Instructions for the task: Quote each line exactly, from the line that contains "Just realized that" down to the last line of the listing, and no other lines.

Available data:
PR #690, opened 2019-11-20
[PC-1692] Add note for default image support in Xamarin

Bucimis:


Bucimis:
@EmilyNecciai please merge

hokstuff:
Ah okay, so the findings of that support ticket was that we don't support it on Xamarin 🧐

PR #786, opened 2019-12-19
Clarify Avro File Write Thresholds

EmilyNecciai:

**Description of Change:**
> I'm clarifying the write threshold of Avro files for Currents partners. Let me know if I can clarify this further.


dulle-braze:
Hold off on this... I checked with the DI team, and I'm told the addition of `on the hour` isn't exactly accurate. Just curious... Where did this come from?

dulle-braze:
Yes, confirmed that `on the hour` isn't a timeframe during which we "cut" files and stream (this is already handled by the `every 5 minutes` timeframe. I'm not sure where this information came from, but my hypothesis is that it was confused with our partitioning mechanism, which creates new folders in the client's bucket for each hour's worth of events.

EmilyNecciai:
@dulle-braze "On the Hour" was always in docs in this file. I was just adding formatting to clarify it. I can get rid of that.

PR #1024, opened 2020-03-24
BD-352, BD-446

KellieHawks:
BD-352 - External API encoding note
BD-446 - Updated data included in the exports
Grammar and spell check for entire developer guide


_docs/_developer_guide/platform_integration_guides/android/in-app_messaging/in-app_message_delivery.md
```diff
@@ -1,4 +1,4 @@
----
+hon---
```
zzhaobraze: this is causing error in the build

PR #1115, opened 2020-04-28
Incremental building of the documentation for debugging

radixdev:
**Why**
Local builds that used to take 60 seconds now take 4.

**Description of Change:**
Introduced incremental builds

The reason that https://github.com/Appboy/braze-docs/pull/605/files didn't work was because the `_config.yml` listed the documentation source directory as `.`, meaning that all files, including build temporary files, were treated as source by default and visible to the file watcher.

Thus, when the asset pipeline generated its css, js, etc. files, the file change watcher would pick them up as source changes, "regenerate" them and thus delete them. The end result was that those asset files would get deleted and break all the documentation pages. 

The _incremental_ fix in this PR was to move the asset pipeline folder out of the source tree. Since all files in this repo are technically source files, that meant moving the folder to whatever parent directory exists above where the documentation repo exists on the local machine.

The true proper fix would be to have all of the actual source files (like markdown pages, assets, includes, etc.), live in a `./src` folder and all of the files that are used to build the documentation be at root level.

### DIFF
--- a/Rakefile
+++ b/Rakefile
@@ -27,7 +27,13 @@ namespace :docs do
       puts `bundle exec jekyll build`
   end
   task :serve do
-    pipe 'bundle exec jekyll s --port 5006'
+    if ENV["SITE_URL"] == 'https://www.braze.com' && ENV["RACK_ENV"] == 'production'
+      pipe 'bundle exec jekyll s --port 5006'
+    else
+      # Force a clean build of the site and the pipeline assets
+      puts `rm .jekyll-metadata`
+      pipe 'bundle exec jekyll s --port 5006 --incremental'
+    end
   end
 end
 
--- a/Rakefile
+++ b/Rakefile
@@ -27,7 +27,7 @@ namespace :docs do
       puts `bundle exec jekyll build`
   end
   task :serve do
-    if ENV["USE_INCREMENTAL"]
+    if ENV["RACK_ENV"] == 'staging'
       # Force a clean build of the site and the pipeline assets
       puts `rm .jekyll-metadata`
       pipe 'bundle exec jekyll s --port 5006 --incremental --config _config.yml,_incremental_config.yml'
--- a/Rakefile
+++ b/Rakefile
@@ -27,12 +27,12 @@ namespace :docs do
       puts `bundle exec jekyll build`
   end
   task :serve do
-    if ENV["SITE_URL"] == 'https://www.braze.com' && ENV["RACK_ENV"] == 'production'
-      pipe 'bundle exec jekyll s --port 5006'
-    else
+    if ENV["USE_INCREMENTAL"]
       # Force a clean build of the site and the pipeline assets
       puts `rm .jekyll-metadata`
-      pipe 'bundle exec jekyll s --port 5006 --incremental'
+      pipe 'bundle exec jekyll s --port 5006 --incremental --config _config.yml,_incremental_config.yml'
+    else
+      pipe 'bundle exec jekyll s --port 5006'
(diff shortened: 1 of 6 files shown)


Rakefile
```diff
@@ -27,7 +27,13 @@ namespace :docs do
       puts `bundle exec jekyll build`
   end
   task :serve do
-    pipe 'bundle exec jekyll s --port 5006'
+    if ENV["SITE_URL"] == 'https://www.braze.com' && ENV["RACK_ENV"] == 'production'
+      pipe 'bundle exec jekyll s --port 5006'
+    else
+      # Force a clean build of the site and the pipeline assets
+      puts `rm .jekyll-metadata`
+      pipe 'bundle exec jekyll s --port 5006 --incremental'
```
radixdev, line 35: The enabling flag

_config.yml
```diff
@@ -191,6 +191,7 @@ asset_pipeline:
   output_path: assets
   display_path: docs/assets
   gzip: false
+  staging_path: '../.documentation_asset_pipeline'
```
radixdev, line 194: Moved the asset pipeline staging area to outside the source files

davidbielik:
image

zzhaobraze:
@radixdev one of the reason why incremental build isn't being used, is that if you edit the css or js files, jekyll doesn't update all the pages to point to the new compiled source codes, so you get broken js/css which will cause confusion for people editing docs and testing locally.
Though, restarting the server is an option.
@KellieHawks - what do you think of allowing this, but just making a note that if you edit the js/css(which 99.999% of people shouldn't be allow to change), you need to restart rakes?

radixdev:
@zzhaobraze Why remove the staging path? That will break the incremental building for the reasons I described earlier

zzhaobraze:
> @zzhaobraze Why remove the staging path? That will break the incremental building for the reasons I described earlier

it conflicts with the deploy on heroku and doesn't seem to be necessary.
``` Liquid Exception: Read-only file system @ dir_s_mkdir - /app/../.documentation_asset_pipeline in /_layouts/default.html```

**Comment by radixdev** [comment]
Ok. I'll change it to be behind an environment variable. But I can absolutely assure you it's necessary, for the reasons I described earlier

**Comment by KellieHawks** [comment]
> @radixdev one of the reason why incremental build isn't being used, is that if you edit the css or js files, jekyll doesn't update all the pages to point to the new compiled source codes, so you get broken js/css which will cause confusion for people editing docs and testing locally.
> Though, restarting the server is an option.
> @KellieHawks - what do you think of allowing this, but just making a note that if you edit the js/css(which 99.999% of people shouldn't be allow to change), you need to restart rakes?

@zzhaobraze 
I think it should be fine? If it does cause some issues we can always change it back. 
I'll update the github wiki to note this in a couple more places.

File: Rakefile [hunk 3]
```diff
@@ -27,7 +27,13 @@ namespace :docs do
       puts `bundle exec jekyll build`
   end
   task :serve do
-    pipe 'bundle exec jekyll s --port 5006'
+    if ENV["RACK_ENV"] == 'staging'
```
doboy, line 30: I think reversing the condition makes more sense here

i.e.

```
if ENV["RACK_ENV"] == 'development'
  do incremental
else
  standard serve
end
```

zzhaobraze: We wanted the default local to be incremental ie `rake` with an option to run it as non-incremental if needed if they're editing css/js ie `RACK_ENV=staging rake`. 
Hosting is done via `rake doc:build` so this only affects local usage.

PR #90, opened 2019-02-27
Add Basic Support for RDMA

Mmduh-483:
Check if i the device is supporting the rdma by checking if the path ` /sys/class/pci_bus/<busAddress>/device/<pciAddress>/infiniband` exists and if so, mount the directory `/dev/infiniband` to the pod requesting the resource

### DIFF
--- a/cmd/sriovdp/sriov-device-plugin.go
+++ b/cmd/sriovdp/sriov-device-plugin.go
@@ -38,8 +38,10 @@ import (
 
 const (
 	netDirectory    = "/sys/class/net/"
+	pciBusDirectory = "/sys/bus/pci/devices/"
 	sriovCapable    = "/sriov_totalvfs"
 	sriovConfigured = "/sriov_numvfs"
+	rdmaDevices     = "/dev/infiniband"
 
 	// Device plugin settings.
 	pluginMountPath      = "/var/lib/kubelet/device-plugins"
@@ -64,11 +66,16 @@ type cliParams struct {
 	nicModel arrayFlags
 }
 
+type vfDevice struct {
+	k8sDevice pluginapi.Device
+	isRdma    bool
+}
+
 // sriovManager manages sriov networking devices
 type sriovManager struct {
 	cliParams
 	socketFile  string
-	devices     map[string]pluginapi.Device // for Kubelet DP API
+	devices     map[string]vfDevice // for Kubelet DP API
 	rootDevices []string
 	grpcServer  *grpc.Server
 	termSignal  chan bool
@@ -79,7 +86,7 @@ func newSriovManager(cp *cliParams) *sriovManager {
 
 	return &sriovManager{
 		cliParams:   *cp,
-		devices:     make(map[string]pluginapi.Device),
+		devices:     make(map[string]vfDevice),
 		socketFile:  fmt.Sprintf("%s.sock", pluginEndpointPrefix),
 		termSignal:  make(chan bool, 1),
 		stopWatcher: make(chan bool),
@@ -188,6 +195,14 @@ func (sm *sriovManager) getPfWhiteList(pfList []string) []string {
 	return pfwl
 }
 
+func isRdmaDevice(pciAddr string) bool {
+	pciBusPath := filepath.Join(pciBusDirectory, pciAddr, "infiniband")
+	if _, err := os.Stat(pciBusPath); os.IsNotExist(err) {
+		return false
+	}
+	return true
+}
+
 //Reads DeviceName and gets PCI Addresses of VFs configured
 func (sm *sriovManager) discoverNetworks() error {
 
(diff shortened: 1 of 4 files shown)


cmd/sriovdp/sriov-device-plugin.go
```diff
@@ -515,6 +518,17 @@ func (sm *sriovManager) Allocate(ctx context.Context, rqt *pluginapi.AllocateReq
 		envmap["SRIOV-VF-PCI-ADDR"] = pciAddrs
 
 		containerResp.Envs = envmap
+
+		if isRdmaDirExists {
```
zshi-redhat: Is there a solid way to identify whether a certain device is rdma capable ?
I don't think we want to mount rdma device path to every pod even if device allocated to pod doesn't support rdma.
for example, if there are two types of device on the same host, one is rdma capable, the other is not, then we should avoid mounting rdma path to the other device.

Mmduh-483: @zshi-redhat I updated the code to check if the device is supporting rdma by checking the full path of  ` /sys/class/pci_bus/<pciBus>/device/<pciAddress>/infiniband`
e.g. ` /sys/class/pci_bus/0000\:02/device/0000:02:00.4/infiniband`

moshe010:
@Mmduh-483, let change the check if it /sys/bus/pci/devices/<pci address>/infiniband
for example /sys/bus/pci/devices/0000\:02\:00.0/infiniband exist then it is RDMA.
It will be much more simpler

cmd/sriovdp/sriov-device-plugin.go
```diff
@@ -515,6 +527,17 @@ func (sm *sriovManager) Allocate(ctx context.Context, rqt *pluginapi.AllocateReq
 		envmap["SRIOV-VF-PCI-ADDR"] = pciAddrs
 
 		containerResp.Envs = envmap
+
+		if isRdmaDevice(id){
```
zshi-redhat: This will only configure the rdma device if the last device in ``Allocate`` request is rdma capable. perhaps we shall move this into the for loop against ``container.DevicesIDs`` above. Further improvement might be that the rdma could be a property of device that discovered and recorded in ``discoverNetworks``  function and we only need to check whether the device has rdma property in the ``Allocate`` call, but this requires changes in the main ``sriovManager`` data structure.

zshi-redhat:
As a general guidance, I think we should wait until master branch has ``rdma`` supported, then merge this PR in release-v1 branch. @ahalim-intel wdyt?

deployments/pod-sriovdp.yaml
```diff
@@ -13,7 +13,7 @@ spec:
     - mountPath: /var/lib/kubelet/device-plugins/ 
       name: devicesock 
       readOnly: false
-    - mountPath: /sys/class/net
```
zshi-redhat: This change shall also go to ``images/sriovdp-daemonset.yaml`` file.

deployments/pod-sriovdp.yaml
```diff
@@ -23,6 +23,6 @@ spec:
      path: /var/lib/kubelet/device-plugins/
   - name: net
     hostPath:
-      path: /sys/class/net
```
zshi-redhat: ditto.

moshe010:
> As a general guidance, I think we should wait until master branch has `rdma` supported, then merge this PR in release-v1 branch. @ahalim-intel wdyt?
@zshi-redhat, as a guideline I agree, but we are  currently blocked to push this to master due to expected changes on master to support the HOMOGENEOUS DEPLOYMENT feature, which is doesn't have pull request yet. Given this, the eventual changes to the master would regardless be different due to the expected changes to the device plugin to support the new deployment feature.

We would really like for openshift 4.1 to have RDMA support, and need to find a path together to get this in. It will be really disappointing if we can't get this important feature into openshift 4.1...

cmd/sriovdp/sriov-device-plugin.go
```diff
@@ -493,20 +511,24 @@ func (sm *sriovManager) GetDevicePluginOptions(ctx context.Context, empty *plugi
 func (sm *sriovManager) Allocate(ctx context.Context, rqt *pluginapi.AllocateRequest) (*pluginapi.AllocateResponse, error) {
 	resp := new(pluginapi.AllocateResponse)
 	pciAddrs := ""
+	id := ""
```
ahalim-intel: Why the var `id` moved up instead of local to the loop? I don't see it's being used outside of the loop anyway. Maybe I'm missing something?

ahalim-intel:
> As a general guidance, I think we should wait until master branch has `rdma` supported, then merge this PR in release-v1 branch. @ahalim-intel wdyt?

As long as it doesn't create new issues with non-rdma devices I see no problem with it. But for realease-v1 I'll let you decide. I believe you'll need to test it thoroughly if any new features are added to this branch.

cmd/sriovdp/sriov-device-plugin.go
Mmduh-483: fixed

PR #93, opened 2019-02-28
Use device plugin image with release-v1 tag

### LINKED ISSUE #92: Deploying device plugin with  release-v1
when try to deploy the device plugin with `pod-sriovdp.yaml` file it will fail getting the following error

```
I0228 11:32:55.284854    6741 server.go:460] Event(v1.ObjectReference{Kind:"Pod", Namespace:"default", Name:"sriov-device-plugin", UID:"8bfe019c-3b4c-11e9-beb8-0025904fd47a", APIVersion:"v1", ResourceVersion:"118717", FieldPath:"spec.containers{sriov-device-plugin}"}): type: 'Warning' reason: 'Failed' Error: failed to start container "sriov-device-plugin": Error response from daemon: OCI runtime create failed: container_linux.go:348: starting container process caused "exec: \"/bin/bash\": stat /bin/bash: no such file or directory": unknown
```
This happen because the image `nfvpe/sriov-device-plugin:latest` is created from the master branch and use `alpine` image which doesn't have `/bin/bash`

Mmduh-483:
fixes #92

### DIFF
--- a/deployments/pod-sriovdp.yaml
+++ b/deployments/pod-sriovdp.yaml
@@ -5,7 +5,7 @@ metadata:
 spec:
   containers:
   - name: sriov-device-plugin 
-    image: nfvpe/sriov-device-plugin:latest
+    image: nfvpe/sriov-device-plugin:release-v1
     imagePullPolicy: IfNotPresent
     command: [ "/bin/bash", "-c", "--" ]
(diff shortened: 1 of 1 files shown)


zshi-redhat:
Thanks for the fix! Yes, we should use ``release-v1`` image.

PR #103, opened 2019-03-19
remove vendor dependency for bulid/test/lint rules in Makefile

zshi-redhat:
Normally when building the binary and running ``make``, it's expected to build from local vendor dependencies instead of having to retrieve dependency update remotely. With this change, it allows user to build locally without having a internet connection. For glide update, we could still use ``make vendor``.

### DIFF
--- a/Makefile
+++ b/Makefile
@@ -59,7 +59,7 @@ $(GOBIN):
 $(BUILDDIR): | $(BASE) ; $(info Creating build directory...)
 	@cd $(BASE) && mkdir -p $@
 
-build: vendor $(BUILDDIR)/$(BINARY_NAME) ; $(info Building $(BINARY_NAME)...)
+build: $(BUILDDIR)/$(BINARY_NAME) | vendor ; $(info Building $(BINARY_NAME)...)
 	$(info Done!)
 
 $(BUILDDIR)/$(BINARY_NAME): $(GOFILES) | $(BUILDDIR)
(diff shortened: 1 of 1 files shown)


ahalim-intel:
@zshi-redhat One little concern with this.
For example, say, someone updated their vendor with newer packages and trigger vendor update with `make vendor`. The subsequent `make` won't build the binary unless `make clean` is run because vendor is not a prerequisites. But I see your point there, build should be run with whatever in the vendor/ and it should not require to fetch them during build. But at minimum we should have a check that `vendor/` exist before any build or else build may fail.
We could leave the `vendor` as _order-only-prerequisites_ as described [here](https://www.gnu.org/software/make/manual/html_node/Prerequisite-Types.html). Wdyt?

zshi-redhat:
> @zshi-redhat One little concern with this.
> For example, say, someone updated their vendor with newer packages and trigger vendor update with `make vendor`. The subsequent `make` won't build the binary unless `make clean` is run because vendor is not a prerequisites.

Yes, you're right, I didn't think that far, we'll have to first ``clean`` the environment and ``make`` after vendor packages be updated. do you think we can add another rule that is specific to vendor file update and replace current vendor rule with the new one in build/lint/test dependencies?

But I see your point there, build should be run with whatever in the vendor/ and it should not require to fetch them during build. But at minimum we should have a check that `vendor/` exist before any build or else build may fail.
> We could leave the `vendor` as _order-only-prerequisites_ as described [here](https://www.gnu.org/software/make/manual/html_node/Prerequisite-Types.html). Wdyt?

+1, this is better than just removing the vendor dependencies.

zshi-redhat:
> > @zshi-redhat One little concern with this.
> > For example, say, someone updated their vendor with newer packages and trigger vendor update with `make vendor`. The subsequent `make` won't build the binary unless `make clean` is run because vendor is not a prerequisites.
> 
> Yes, you're right, I didn't think that far, we'll have to first `clean` the environment and `make` after vendor packages be updated. do you think we can add another rule that is specific to vendor file update and replace current vendor rule with the new one in build/lint/test dependencies?

Considering the number of files under ``vendor`` is large, detecting the change of each file is time-consuming when just running ``make``;  I assume it's better not have rule for vendor file update.

> 
> But I see your point there, build should be run with whatever in the vendor/ and it should not require to fetch them during build. But at minimum we should have a check that `vendor/` exist before any build or else build may fail.
> 
> > We could leave the `vendor` as _order-only-prerequisites_ as described [here](https://www.gnu.org/software/make/manual/html_node/Prerequisite-Types.html). Wdyt?
> 
> +1, this is better than just removing the vendor dependencies.

zshi-redhat:
@ahalim-intel Just realized that with ``vendor`` in the order-only-prerequisites, it will still be evaluated and corresponding commands will be executed. perhaps we want to just remove the ``vendor`` from rules.

PR #106, opened 2019-03-27
Add filtering By netDev Names

Mmduh-483:
Filtering the resources by the network device name


pkg/types/types.go
```diff
@@ -32,6 +32,7 @@ type ResourceConfig struct {
 		Vendors []string `json:"vendors,omitempty"`
 		Devices []string `json:"devices,omitempty"`
 		Drivers []string `json:"drivers,omitempty"`
+		NetDevs []string `json:"netDevs,omitempty"`
```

Reply:
@ahalim-intel Just realized that with ``vendor`` in the order-only-prerequisites, it will still be evaluated and corresponding commands will be executed. perhaps we want to just remove the ``vendor`` from rules.

PR #106, opened 2019-03-27
Add filtering By netDev Names

Mmduh-483:
Filtering the resources by the network device name


pkg/types/types.go
```diff
@@ -32,6 +32,7 @@ type ResourceConfig struct {
 		Vendors []string `json:"vendors,omitempty"`
 		Devices []string `json:"devices,omitempty"`
 		Drivers []string `json:"drivers,omitempty"`
+		NetDevs []string `json:"netDevs,omitempty"`
```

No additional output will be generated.